Anemia is seen in one-third of cancer cachectic patients who are usually normocytic. Hepcidin is an acute-phase protein seen in response to systemic inflammation that decreases the absorption of iron in the gastrointestinal tract, thus decreasing the iron availability for the production of red blood cells. Pro-inflammatory cytokines also inhibit the production of erythropoietin from the kidney, thus reducing the production of erythroblasts from bone marrow. IL-6 along with other elements produces myeloid-derived suppressor cells directing to immune suppression. THPO produced from the liver produces platelets and is activated by IL-6 and IL-7 [9].
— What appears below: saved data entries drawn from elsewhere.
PR #991, opened 2024-02-22
Update icons to use `UnifiedIcon`

### LINKED ISSUE #979: Update styles to use the new unified icon
Follow-up to #934.

erri120:
Resolves #979.

### DIFF
--- a/src/Themes/NexusMods.Themes.NexusFluentDark/Styles/Controls/Button/StandardButtonStyles.axaml
+++ b/src/Themes/NexusMods.Themes.NexusFluentDark/Styles/Controls/Button/StandardButtonStyles.axaml
@@ -1,6 +1,6 @@
 ﻿<Styles xmlns="https://github.com/avaloniaui"
         xmlns:x="http://schemas.microsoft.com/winfx/2006/xaml"
-        xmlns:avalonia="https://github.com/projektanker/icons.avalonia">
+        xmlns:unifiedIcon="clr-namespace:NexusMods.App.UI.Controls.UnifiedIcon;assembly=NexusMods.App.UI">
 
     <!-- Preview -->
     <Design.PreviewWith>
@@ -36,13 +36,13 @@
                     <TextBlock>Standard Primary + Icon</TextBlock>
                     <Button Classes="Standard Primary">
                         <StackPanel>
-                            <avalonia:Icon Classes="Play" />
+                            <unifiedIcon:UnifiedIcon Classes="Play" />
                             <TextBlock Text="BUTTON" />
                         </StackPanel>
                     </Button>
                     <Button Classes="Standard Primary" IsEnabled="False">
                         <StackPanel>
-                            <avalonia:Icon Classes="Play" />
+                            <unifiedIcon:UnifiedIcon Classes="Play" />
                             <TextBlock Text="BUTTON" />
                         </StackPanel>
                     </Button>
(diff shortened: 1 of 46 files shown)


src/Themes/NexusMods.Themes.NexusFluentDark/Styles/Controls/Icons/IconsStyles.axaml
```diff
@@ -81,231 +73,429 @@
...
 
     <!-- NOTE: Material icon names are not standardized well, use this site to look them up:  -->
     <!-- https://pictogrammers.com/library/mdi/ -->
-    <Style Selector="icons|Icon.Alert">
-        <Setter Property="Value" Value="mdi-alert" />
+    <Style Selector="unifiedIcon|UnifiedIcon.Alert">
+        <Setter Property="Value">
+            <Setter.Value>
+                <unifiedIcon:IconValue MdiValueSetter="mdi-alert"/>
+            </Setter.Value>
```
Al12rs, line 104: I shouldn't need the `<Setter.Value>`
so just this should work:
```xml
    <Style Selector="unifiedIcon|UnifiedIcon.AlertOutline">
        <Setter Property="Value">
                <unifiedIcon:IconValue MdiValueSetter="mdi-alert-outline"/>
        </Setter>
    </Style>
```

Al12rs (changes requested):

Al12rs (changes requested):
I see that there are still a lot of `icons:Icon` around, specifically inside buttons.
I think we need those ported over and the button styles updated to use `UnifiedIcon` instead of `icons:Icon`

Apart from that I think there might be broken due to the FontSize vs Size thing.
Game Widget had an Icon on the Add Game button that I think was broken even before this PR and needs updating.

erri120:
> I see that there are still a lot of `icons:Icon` around, specifically inside buttons. I think we need those ported over and the button styles updated to use `UnifiedIcon` instead of `icons:Icon`

I see them now. I was updating the files by searching for the Projektanker namespace, but apparently some files are using ` xmlns:icons="https://github.com/projektanker/icons.avalonia"` instead. I'll fix those.

> Apart from that I think there might be broken due to the FontSize vs Size thing. Game Widget had an Icon on the Add Game button that I think was broken even before this PR and needs updating.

Future of cancer cachexia treatment

Although anti-cytokines are considered a potential future in the field of cancer cachexia, successful drugs are not available. This can be attributed to a lack of adherence due to disease progression, death, voluntary withdrawal, and drug toxicity. Thalidomide inhibits TNF-α, IL-6 and NF-kB have shown mixed results in drug trials; however, when given in combination with appetite stimulants megestrol acetate (MA) and medroxyprogesterone acetate (MPA) the results were better than those with only MA or MPA [33-37]. Certain anti-cytokines are in drug trials such as MAbetaP 1 which is an immunoglobulin G developed against IL-1, clazakizumab against IL-6, and 7E which is an anti-monoclonal antibody against IL-20 are under development for the treatment of cancer cachexia targeting various cytokines involved in its pathology [33,34,38]. Another orexigenic mediator Ghrelin along with increasing growth hormone-releasing hormone and insulin-like growth factor-1 inhibits cytokines IL-1-beta, IL-6, and TNF-α. It is also found to be inhibiting the NF-kB pathway and reducing MURF1 and MAFbx levels [35].

It is important to observe that even though single anti-cytokines have not been proven to be effective, drugs which inhibit multiple cytokines such as thalidomide and ghrelin containing anti-cancer or appetite stimulants are more effective in treating cancer cachexia. This is consistent with the observation that cancer cachexia is caused by a cascade of events involving multiple cytokines. Hence, it would be better to conduct more drug trials for combinations of anti-cytokines and anti-cytokines along with other drugs used in cachexia treatment.

Limitations

This is a literature review of only English-language papers. Though this review includes various ways cytokines affect the body in cancer cachexia, it does not discuss molecular mechanisms by which they bring these changes and the pharmacological outcomes of drugs acting against these cytokines. In addition, this review only included free and full-text papers published after 2002 into consideration.

Conclusions

Cancer cachexia reduces the lifetime of cancer patients and decreases the quality of life. In addition, they have been proven to decrease the body’s response to chemotherapy in battling cancer. This study aims to understand the pathological role of pro-inflammatory cytokines in cancer cachexia. Currently, the majority of treatment of cachexia is about palliation. Drugs against inflammatory cytokines are being developed and are in different stages of trials for application in cachexia. With a clear picture of the role of multiple inflammatory cytokines in causing cancer cachexia, we hope drugs that can act on multiple inflammatory cytokine targets and combinations of anti-cytokines with other drugs can be developed and open a new avenue in the care and treatment of cancer patients.